Fallen messenger……………..
December 8th, 2012 at 5:03 pm (Uncategorized)
So I am leaving work one day this week. it’s earlier than I usually leave so I am feeling some sort of relief and release as I make my way over a busy city overpass. This particular one is my favourite. It has big plain trees growing up around it and when you walk over it, it almost feels like you are walking in the treetops. I get two steps onto the overpass when I spy what looks like a dead parrot, lying on it’s back and feet curled shut. The only problem with this overpass is it has clear, reflective backing on one side and the birds fly into it thinking they are flying into a tree.

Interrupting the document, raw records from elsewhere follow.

PR #3684, opened 2026-08-30
fix(webui): gate task creation in demo mode

TimeToBuildBob:
## Summary

- hide the backend-only task creation affordance in offline demo mode
- explain that task creation requires a live gptme server
- add focused sidebar tests for live-server and demo behavior

## Reproduction

On `https://gptme.ai/chat?demo=1`, **Tasks → Create task** currently submits to `http://127.0.0.1:5700/api/v2/tasks`. Production CSP blocks the request and the dialog fails without user-visible feedback.

## Verification

- `jest src/components/__tests__/UnifiedSidebar.test.tsx --runInBand`
- `tsc -p tsconfig.app.json --noEmit`
- `eslint src/components/UnifiedSidebar.tsx src/components/__tests__/UnifiedSidebar.test.tsx`
- pre-commit hooks

Closes #3683

PR #3689, opened 2026-08-30
fix(webui): disable task creation in offline demo mode

### LINKED ISSUE #3683: fix(webui): disable task creation in offline demo mode
## Problem

The hosted offline demo at `https://gptme.ai/chat?demo=1` exposes the **Tasks → Create task** flow as if it were functional. Submitting the form tries to call `http://127.0.0.1:5700/api/v2/tasks`; production CSP blocks it, the dialog silently resets, and the only explanation is in the browser console:

```text
Connecting to 'http://127.0.0.1:5700/api/v2/tasks' violates ... Content Security Policy
Error creating task: TypeError: Failed to fetch
```

This is a fresh hosted-demo workflow, reproduced on the deployed revisions `gptme-cloud@3aafd150` / `gptme@7fe250529` on 2026-08-30.

The read-side task hooks already suppress backend requests when `isDemoMode()` is true, but `useCreateTaskMutation()` and the **Create task** control do not. That leaves a polished form whose only outcome is a silent failure.

## Reproduction

1. Open `https://gptme.ai/chat?demo=1`.
2. Click **Tasks**.
3. Click **Create task**.
4. Enter a description and target repository.
5. Submit.
6. Observe the form reset/stay open and the CSP/fetch errors in the console.

## Expected

Offline demo mode must not offer a backend-only task creation action as functional. Disable or hide **Create task** in demo mode and explain that tasks require a connected server/full account (or implement a deliberate in-memory demo fixture).

## Scope

- Gate the task creation affordance in demo mode.
- Add a focused regression test proving the offline demo cannot submit to the live task API.
- Do not add task fixtures or broaden the demo backend in this fix.

TimeToBuildBob:
## Problem

The hosted offline demo at `https://gptme.ai/chat?demo=1` exposes the **Tasks → Create task** button as if it were functional. Submitting the form tries to call `http://127.0.0.1:5700/api/v2/tasks`; production CSP blocks it, the dialog silently resets, and the only explanation is in the browser console.

The read-side task hooks already suppress backend requests when `isDemoMode()` is true, but the task creation affordance does not.

Closes #3683

## Changes

- **`UnifiedSidebar.tsx`**: hide the + Create Task button behind `!isDemoMode()`; show `'Task creation requires a live gptme server.'` in the empty-tasks state when demo mode is active (mirrors the existing pattern in `AgentsView.tsx`)
- **`MainLayout.tsx`**: skip rendering `TaskCreationDialog` entirely when in demo mode — belt and suspenders so the dialog never mounts even if the button guard is bypassed

## Tests

New `UnifiedSidebar.test.tsx` with 3 focused assertions:
- `shows Create Task button when connected to a live server`
- `hides Create Task button in offline demo mode`
- `shows an explanation in offline demo mode instead of "No tasks yet"`

Follows the same mocking pattern as `AgentsView.test.tsx`.

### DIFF
--- a/tests/test_generation_pre_snapshot_boundary.py
+++ b/tests/test_generation_pre_snapshot_boundary.py
@@ -1,0 +1,157 @@
+"""Phase 2 regression tests: GENERATION_PRE message snapshot boundary and provider-ordering stability.
+
+These tests verify that:
+1. GENERATION_PRE messages are captured at a durable snapshot boundary (not recomputed each turn)
+2. Provider request construction produces byte-identical output across turns
+3. OpenAI system message hoisting and Anthropic system message extraction are stable
+"""
+
+from __future__ import annotations
+
+import json
+from dataclasses import dataclass
+
+from gptme.message import Message
+
+
+@dataclass
+class GenerationPreSnapshot:
+    """Snapshot of GENERATION_PRE messages at a durable boundary.
+
+    This represents the transient messages that should be captured once per turn
+    and reused for the provider request, rather than being recomputed.
+    """
+
+    messages: list[Message]
+    model: str
+    workspace: str | None
+    fingerprint: str  # SHA256 of the message content for cache validation
+
+
+class TestGenerationPreSnapshotBoundary:
+    """Test that GENERATION_PRE messages are captured and persisted."""
+
+    def test_provider_message_ordering_openai_responses(self):
+        """OpenAI Responses API should hoist system messages consistently."""
+        from gptme.llm.openai_responses import (
+            MessageDict,
+            _messages_dicts_to_responses_input,
+        )
+
+        # Message structure: original + GENERATION_PRE-added system message
+        messages_dicts: list[MessageDict] = [
+            {"role": "system", "content": "You are helpful."},
+            {"role": "system", "content": "Extra context from hook"},
+            {"role": "user", "content": "Hello"},
+        ]
+
+        # First call - should hoist system messages to instructions
+        instructions_1, items_1 = _messages_dicts_to_responses_input(messages_dicts)
+
+        # Second call - should produce identical instructions (stable)
+        instructions_2, items_2 = _messages_dicts_to_responses_input(messages_dicts)
+
+        # This is the regression test: ensure byte-identical hoisting
+        assert instructions_1 == instructions_2, "System message hoisting not stable"
+        assert items_1 == items_2, "Message items not stable"
+
+        # Verify system messages are correctly hoisted
+        if instructions_1 is not None:
+            assert "You are helpful" in instructions_1
+            assert "Extra context from hook" in instructions_1
+
+    def test_provider_message_ordering_anthropic_system_extraction(self):
+        """Anthropic should extract system messages consistently."""
+        from gptme.llm.llm_anthropic import _transform_system_messages
+
+        # Message structure: original + GENERATION_PRE-added system message
+        messages = [
+            Message(role="system", content="You are helpful."),
+            Message(role="system", content="Extra context from hook"),
+            Message(role="user", content="Hello"),
+        ]
+
+        # First call - should extract system messages consistently
+        transformed_1, system_1 = _transform_system_messages(
+            messages, model="claude-opus-4-8"
+        )
+
+        # Second call - should produce identical extraction
+        transformed_2, system_2 = _transform_system_messages(
+            messages, model="claude-opus-4-8"
+        )
+
+        # Regression test: ensure deterministic extraction across calls
+        # This is the core cache-stability requirement
+        assert system_1 == system_2, "System messages not extracted consistently"
+
+    def test_unchanged_history_produces_identical_provider_request(self):
+        """Core regression: unchanged message history → byte-identical provider request."""
+        messages = [Message(role="user", content="Test")]
+        model = "openai/gpt-4o-mini"
+
+        # Capture request state for first turn
+        request_state_1 = {
+            "messages": [m.to_dict() for m in messages],
+            "model": model,
+        }
+
+        # Simulate second turn with same messages (no new user input)
+        request_state_2 = {
+            "messages": [m.to_dict() for m in messages],
+            "model": model,
+        }
+
+        # These should be byte-identical (cache-stable prefix)
+        json_1 = json.dumps(request_state_1, sort_keys=True)
+        json_2 = json.dumps(request_state_2, sort_keys=True)
+
+        assert json_1 == json_2, "Request state not stable across turns"
+
+
+class TestProviderOrderingRegressions:
+    """Regressions for provider-specific message ordering."""
+
+    def test_openai_system_message_hoisting_order(self):
+        """OpenAI Responses hoisting should preserve system message order."""
+        from gptme.llm.openai_responses import (
+            MessageDict,
+            _messages_dicts_to_responses_input,
+        )
+
+        messages_dicts: list[MessageDict] = [
+            {"role": "system", "content": "First context"},
+            {"role": "system", "content": "Second context"},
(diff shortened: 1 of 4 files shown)


tests/test_generation_pre_snapshot_boundary.py
```diff
@@ -0,0 +1,157 @@
...
+        # Second call - should produce identical extraction
+        transformed_2, system_2 = _transform_system_messages(
+            messages, model="claude-opus-4-8"
+        )
+
+        # Regression test: ensure deterministic extraction across calls
+        # This is the core cache-stability requirement
+        assert system_1 == system_2, "System messages not extracted consistently"
+
+    def test_unchanged_history_produces_identical_provider_request(self):
```
TimeToBuildBob, line 88: ⚠️ **P2** — The test `test_unchanged_history_produces_identical_provider_request` constructs two identical dictionaries (`request_state_1` and `request_state_2` from the same `messages` list and same `model`), serializes them with the same `json.dumps` call, and asserts they are equal. This assertion will always pass regardless of how provider requests are actually constructed; it does not exercise any real provider logic or validate that two distinct requests produce identical output. The test is a tautology and adds no regression value. If the intent is to verify that request serialization is deterministic, the test should at least use different message objects or independent construction paths. As-is, it gives a false sense of coverage and wastes CI time.

TimeToBuildBob (commented):

**1 finding** · ⚠️ **1** P2

TimeToBuildBob:
## 🤖 AI code review

This PR gates task creation affordances in the web UI when isDemoMode() is true, hiding the Create Task button in UnifiedSidebar and skipping the TaskCreationDialog in MainLayout. It also adds a React test for the sidebar behaviour. Additionally, it includes a new Python test file covering gptme provider message ordering that is unrelated to the demo mode change.

**⚠️ P2 medium** — `tests/test_generation_pre_snapshot_boundary.py:88`

The test `test_unchanged_history_produces_identical_provider_request` constructs two identical dictionaries (`request_state_1` and `request_state_2` from the same `messages` list and same `model`), serializes them with the same `json.dumps` call, and asserts they are equal. This assertion will always pass regardless of how provider requests are actually constructed; it does not exercise any real provider logic or validate that two distinct requests produce identical output. The test is a tautology and adds no regression value. If the intent is to verify that request serialization is deterministic, the test should at least use different message objects or independent construction paths. As-is, it gives a false sense of coverage and wastes CI time.

```suggestion
Replace the tautological assertion with concrete expectations about the returned instructions (e.g., assert that the system text is present and that `instructions_1` is not None), or remove this test unless it is specifically designed to verify deterministic output.
```

<sub>**How this was verified:** Reviewed the added test file and noticed the only post-call assertions are equality between two invocations with the same input; no actual ordering or content is asserted.</sub>

</details>

<details><summary><b>3 out-of-scope findings (outside this PR's changed files)</b></summary>

**⚠️ P2 medium** — [`…/UnifiedSidebar.tsx:455`](https://github.com/gptme/gptme/blob/26ff8d5d9cd411856c09f0da2e18daa8dc3fb10e/…/UnifiedSidebar.tsx#L455)

The demo-mode explanation text was added conditional to the same guard that renders the empty task list. Line 455 in this hunk: `{!tasksLoading && !tasksError && tasks.length === 0 && (` and line 458–459 `{demoMode ? 'Task creation requires a live gptme server.' : 'No tasks yet'}`. That means in any demo session where the task query is still in flight (`tasksLoading=true`) or surfaces an error (`tasksError=true`), the new visible explanation the PR adds is silently dropped (`tasks` is `[]` in demo because the read hook suppresses the request, per the PR description — so the empty-state branch is what demo users hit). A demo user who hits a load/error race sees the “Failed to load tasks” card (or nothing) instead of the intended “requires a live gptme server” message, leaving them back in the console-only state this PR is meant to fix. There is also no test that exercises `tasksLoading=true` or `tasksError=true` in the new suite, so this gating is unprotected.

```suggestion
Render the demo explanation independent of the empty-list guard, e.g. `{demoMode && <p>…</p>}` at the top of the tasks section, and keep it visible in loading/error states; add a test case with `tasksError=true` in demo mode.
```

**⚠️ P2 medium** — [`…/UnifiedSidebar.test.tsx:69`](https://github.com/gptme/gptme/blob/26ff8d5d9cd411856c09f0da2e18daa8dc3fb10e/…/UnifiedSidebar.test.tsx#L69)

All three new tests in this file render the component in the exact happy empty state (`tasks: []` with no `tasksLoading` and no `tasksError`). Nothing asserts the non-demo empty-state text (“No tasks yet”) renders, and nothing exercises the two states where the PR’s new explanation is gated away (loading / error). Additionally, this suite covers only the `UnifiedSidebar` gateway (button visibility); the PR’s other half — `MainLayout` unmounting `TaskCreationDialog` in demo mode — has zero coverage, so a regression that mounts the dialog back in demo mode would ship green.

```suggestion
Add cases: (a) demo=false renders “No tasks yet”; (b) demo=true + tasksError=true still shows the “requires a live gptme server” explanation; (c) a small MainLayout render test asserting the dialog isn’t present on the demo URL.
```

**⚠️ P2 medium** — [`…/MainLayout.tsx:761`](https://github.com/gptme/gptme/blob/26ff8d5d9cd411856c09f0da2e18daa8dc3fb10e/…/MainLayout.tsx#L761)

`onCreateTask={() => setShowCreateTaskDialog(true)}` is wired unconditionally in MainLayout and passed to `UnifiedSidebar`, while the only consumer of that state — `TaskCreationDialog` — is gated out in demo mode (`{!demoMode && …}`). If the boolean is ever set true while demoMode is active (it cannot today because the button is hidden, but the producer is not gated — only the consumer is), React doesn’t reset the parent state on unmount, so the stale `true` leaks into the next non-demo render and immediately re-opens the dialog. The dialog unmounting is an acceptable shortcut, but the state producer should be guarded at the same demo boundary so the invariant “never code true in demo” is enforced at the source rather than only at the consumer.

```suggestion
Gate the wiring itself in demo mode, e.g. `onCreateTask={demoMode ? undefined : () => setShowCreateTaskDialog(true)}`, or reset `showCreateTaskDialog` (useEffect) whenever demoMode flips true – so a stale flag cannot survive a demo→non-demo transition.
```

</details>

- `webui/src/components/MainLayout.tsx` — Adds isDemoMode() import and conditional rendering of TaskCreationDialog when not in demo mode.
- `webui/src/components/UnifiedSidebar.tsx` — Adds demoMode constant, hides the Create Task button, and changes the empty task message in demo mode.
- `webui/src/components/__tests__/UnifiedSidebar.test.tsx` — Adds a new React test file for UnifiedSidebar covering demo mode task creation gating.
- `tests/test_generation_pre_snapshot_boundary.py` — Adds an unrelated Python test file for gptme provider message ordering stability.

</details>

<sub>Reviewed `26ff8d5d9cd4` · `openrouter/deepseek/deepseek-v4-flash-0731` · `llm` engine · 1185s · [about this reviewer](https://github.com/gptme/gptme-contrib/blob/master/docs/ai-reviewer.md)</sub>

</details>

TimeToBuildBob:
Superseded by gptme/gptme#3684 (`b84ee8a3a`), already on `master`.

This PR was a second pass at the same gptme/gptme#3683 fix, opened after #3684 had already merged. The DIRTY/CONFLICTING state is that overlap in `UnifiedSidebar.tsx` / `UnifiedSidebar.test.tsx`, plus an unrelated `tests/test_generation_pre_snapshot_boundary.py` that should not have been on this branch.

Master already hides the Create Task button in demo mode and shows "Task creation requires a live gptme server." Closing instead of rebasing the duplicate. Not carrying the extra `MainLayout` dialog unmount — the only opener is the now-hidden button.

gptme/gptme#3683 is fully resolved by #3684; closing that too.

My heart saddens as I watch the lifeless techni-coloured form just lie there. Suddenly I realise that someone is about to step on the bird as they walked along texting, totally unaware of the vulnerable bird they were about to step on. There was no time to actually think of something to say so instead I let out a loud shreek! Apparently, by the hundreds of eyes that turned to stare at me, this is not the done thing in public. Luckily my shreek made the person look up to check out the crazy lady and therefore they didn’t step on the bird but instead slightly kicked it along a bit.

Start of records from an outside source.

PR #171, opened 2021-12-15
Participation Extension added

julianxcarter:
# Summary
Adds the [Participant extension](https://build.fhir.org/ig/standardhealth/fsh-ae/StructureDefinition-adverse-event-participant.html) to the CTC AE extractor.
## New behavior
The CTC AE extractor extractors two new values (`actor` and `functionCode`) that make up the two pieces of the Participant complex extension. If `functionCode` is included, `actor` must be included as well per the Ig.
## Code changes
1. Updated example values in `docs` and `sample-client-data`. New fields referenced in the `CSV_Templates` sheet as well.
2. Added the [Participant Function Value Set](https://build.fhir.org/ig/standardhealth/fsh-ae/ValueSet-adverse-event-participant-function-value-set.html) to the `valueSets` directory for use in fetching display values for the `functionCode` column.
3. Added support for the new columns to the CTC AE Template and Extractor.
4. Updated unit tests for the CTC AE Template and Extractor.
# Testing guidance
Ensure tests pass and extracted data looks good.


src/extractors/CSVCTCAdverseEventExtractor.js
```diff
@@ -34,10 +34,14 @@ function formatData(adverseEventData, patientId) {
...
       resolveddate: resolvedDate,
       seriousnessoutcome: seriousnessOutcome,
+      actor,
+      functioncode: functionCode,
     } = data;
 
     if (!(adverseEventCode && effectiveDate && grade)) {
       throw new Error('The adverse event is missing an expected attribute. Adverse event code, effective date, and grade are all required.');
+    } else if (functionCode && !actor) {
+      throw new Error('The adverse event is missing an expected attribute. Adverse event actor is a required element within the Participation extension');
```
dmendelowitz, line 44: This error message kind of makes it feel like actor is 100% required, not just conditionally required. I wonder if there's a better way to word it? Like would someone necessarily know what the participation extension is if they're just dumping a CSV into the client?

dmendelowitz (commented):
This works great! I just had one tiny comment about some wording

src/extractors/CSVCTCAdverseEventExtractor.js
julianxcarter: This is a really good point. I've changed this message to be a little more specific about the relationship between the `actor` and `functionCode` columns.

dmendelowitz (approved):

PR #172, opened 2021-12-17
Improving dataDirectory approach

Dtphelan1:
Better error messaging in the event that someone expects the DataDirectory to inform the patientIdCsv read operation


jafeltra (approved):
Looks good! Thanks for working through that with me!

PR #173, opened 2022-01-10
Fixed improper demorgans-law case logic for logger warning

Dtphelan1:
Logic is hard


dmendelowitz (commented):
The logic looks good but, is there any reason we aren't just checking they type of notification info to be boolean? Seems a little more fool proof

Dtphelan1:
> The logic looks good but, is there any reason we aren't just checking they type of notification info to be boolean? Seems a little more fool proof

This lateral thinking is why we do PR's. Yeah that would be way freaking easier. I'll swap now.

PR #178, opened 2022-03-02
Adverse Event context additions

julianxcarter:
# Summary
Adds two new utility functions, `getAdverseEventsFromContext` and `getAdverseEventEntriesFromContext`.
## New behavior
1. New additions to `contextUtils` make it possible to fetch AdverseEvent resources in the context bundle.
2. The `FHIRAdverseEventExtractor` will now only throw an error if a `study` is not included in its contructorArgs. Previously, an error would be thrown whenever there were no `ResearchStudy` resources found in context, even though it's not exactly necessary if a `study` is included.
## Code changes
1. Two utility functions added to `contextUtils.js`.
2. Any errors thrown by `getResearchStudiesFromContext` are now logged as debug messages in `FHIRAdverseEventExtractor.js`, which a custom error being thrown by that Extractor if the `study` contructorArg isn't included either.
# Testing guidance
Testing guidance will be included in the corresponding E-MEF PR.

### DIFF
--- a/src/extractors/FHIRAdverseEventExtractor.js
+++ b/src/extractors/FHIRAdverseEventExtractor.js
@@ -18,8 +18,12 @@ class FHIRAdverseEventExtractor extends BaseFHIRExtractor {
     try {
       allResearchStudyResources = getResearchStudiesFromContext(context);
     } catch (e) {
-      logger.error(e.message);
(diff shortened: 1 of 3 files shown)


dmendelowitz (approved):
Tested on the E-MEF, works as expected!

That is when I saw a hint of movement in the birds feet and I realised it was alive and coming around. I hovered over the bird as all the other transmuters took a brief look at the bird like it was some kind of alien visiting from out of space rather than the magnificent earthly creature it is, that lives and share the same air as us all. I set the bird upright on it’s feet as it was struggling to do the same for itself. It gradually started to walk around a bit but wasn’t able to fly and I realised I had to get it off the overpass. So I waited with the bird. I waited and waited hoping someone would take an interest in the scene and offer to help. In the end, I decided not to rely on the natural kindness of strangers and I started to treat it like any other emergency scene with minimal resources and I just began nominating random strangers to help, I used plenty of eye contact and a very gruffish, authoritarian voice I save for special occasions. It worked a treat, pretty soon I had three people looking after the bird (yeah I know overkill but I think once I got gruff I didn’t know when to cut it off), as I went and obtained a box from the nearest building.
My first thought was to take him home and nurse him back to health but then I remembered my cat and I quickly realised I would be taking him to a more dangerous environment where his survival would be dramatically reduced. I’m a big fan of mother nature, a great teacher, so I quickly realised I needed to find a park and release the bird into the park and let nature either heal him or have him. So off I went to the nearest park. As I walked I started to experience some form of separation anxiety and copious doubt whether I was doing the best or even right thing for this creature. I almost kept walking right past the park and to my car but I feared I was letting sentiment rather than nature take it’s course and I trust in nature, as basically it is far to powerful to fight, so I let him free near a nice shrub (well to be truthfully I must have gone to about 5 shrubs before I could get myself to set him free).
Just as I was crawling through the shrubs trying to see where he had hid himself away. I heard my name being called across the park. “What on earth are you doing crawling through the garden?”. It turns out I am not the only one that visits inner city parks. Apparently one of my fellow work mates does as well, actually, he is more like my ex-fellow work mate as he recently took another job elsewhere. I was actually relived to see him as I felt I had a sounding board for all my reservations about leaving the bird. His verdict was “M, let nature do it course and step back” followed by “I miss all the weird stuff you do!”.
So I left but I did return in the morning and the morning after that to see if he was still there. He wasn’t. As I walked across the the overpass on Friday morning, two beautiful parrots flew over me making loud bird noises. Me being me, loved to imagine this was him, flying with his friend by his side, freely into the limitless sky.